Consumers still receive the events, but to read the sensitive data, they need to query the payload database. Tightly control the access to that database, so that only consumers with the right permissions can read the sensitive information. Consumers without access, can still depend on the rest of the event’s non-sensitive payload.

When a deletion request is received, remove the payload from the payload database, and leave the events in the Event Store untouched. Consumers that query the payload, get no result for a deleted payload, and show a blank instead.

Instead of deleting the payloads, they can also be replaced with a John Doe; that is, a set of fake data to substitute the real data.

Example

Original event:

CustomerHasSignedUp {
    customerId: 123,
    name: "Isaac Newton",
    organisation: "Trinity College, Cambridge",
    birthday: 1643-01-04,
    hobbies: "Physics",
    signedUpOn: 2019-05-13
    status: "Premium member"
}

Redesigned event:

CustomerHasSignedUp {
    customerId: 123,
    personalData: "example.com/personalData/789"
    signedUpOn: 2019-05-13
    status: "Premium member"
}

Body of example.com/personalData/789:

{
    personalDataId: 789,
    customerId: 123,
    name: "Isaac Newton",
    organisation: "Trinity College, Cambridge",
    birthday: 1643-01-04,
    hobbies: "Physics",
}

After a removal request: 

{
    personalDataId: 789,
    customerId: 123,
    name: "John Doe",
    organisation: "(removed under GDPR removal request #456)",
    birthday: null,
    hobbies: "(removed under GDPR removal request #456)"
}

Weaknesses

The Forgettable Payloads pattern requires to maintain a separate storage, so it breaks the concept of an Event Store as the Single Source of Truth in an eventsourced system.

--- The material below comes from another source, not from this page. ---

Issue #444, opened 2018-01-16
Making Choices - Checking our Data - Simplify example


jamkoch:
The following code example seems too confusing for a Python beginner:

Consumers of the events can now no longer depend on the events alone. Instead, after receiving an event, they need to query the payload database. This increases coupling and complexity.

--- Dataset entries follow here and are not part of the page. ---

PR #561, opened 2018-07-10
05-cond.md: explain the need to import numpy library

maxim-belkin:
Numpy has been already imported, so there is no need to do it again.

CC @ldko @annefou

### DIFF
--- a/_episodes/05-cond.md
+++ b/_episodes/05-cond.md
@@ -135,6 +135,14 @@ at least one test is true
 
 Now that we've seen how conditionals work,
 we can use them to check for the suspicious features we saw in our inflammation data.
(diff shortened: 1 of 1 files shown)


maxim-belkin:
OK, absence of strong opinions indicates that there's got to be a better way.

I guess I don't like this part:

> Since we are going to be working with data

I can rephrase it as a reminder to:

```markdown
We will be using functions provided by the `numpy` module. 
Therefore, if you're using a new Python session, make sure to load the module again with:

~~~
import numpy
~~~
{: .language-python}
```

maxim-belkin:
Thank you both for your comments, @ldko and @annefou!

A second weakness is that a consumer might receive the event, query the sensitive payload, and then store that information locally When a delete request arrives, the consumer also needs to remove its local copy. This problem is not unique to eventsourcing, but there’s an elegant solution: the producer emits a GDPRDeletionWasRequested {customerId}, and the consumers react to it. A good habit is to never store the sensitive payloads, and make sure consumers always query the payload database.

Finally, sometimes a person can be identified not only through personal information, but through the associations and relations with other information. Say Alice exchanges messages with both Bob and Charlie. Alice requests a deletion and becomes Jane Doe in our records. We don’t know who Jane Doe is, but we now that Jane Doe is a friend of both Bob and Charlie. The Forgettable Payloads pattern offers no solution here.

Alternatives

The Crypto-Shredding pattern is an alternative solution to the Forgettable Payloads pattern.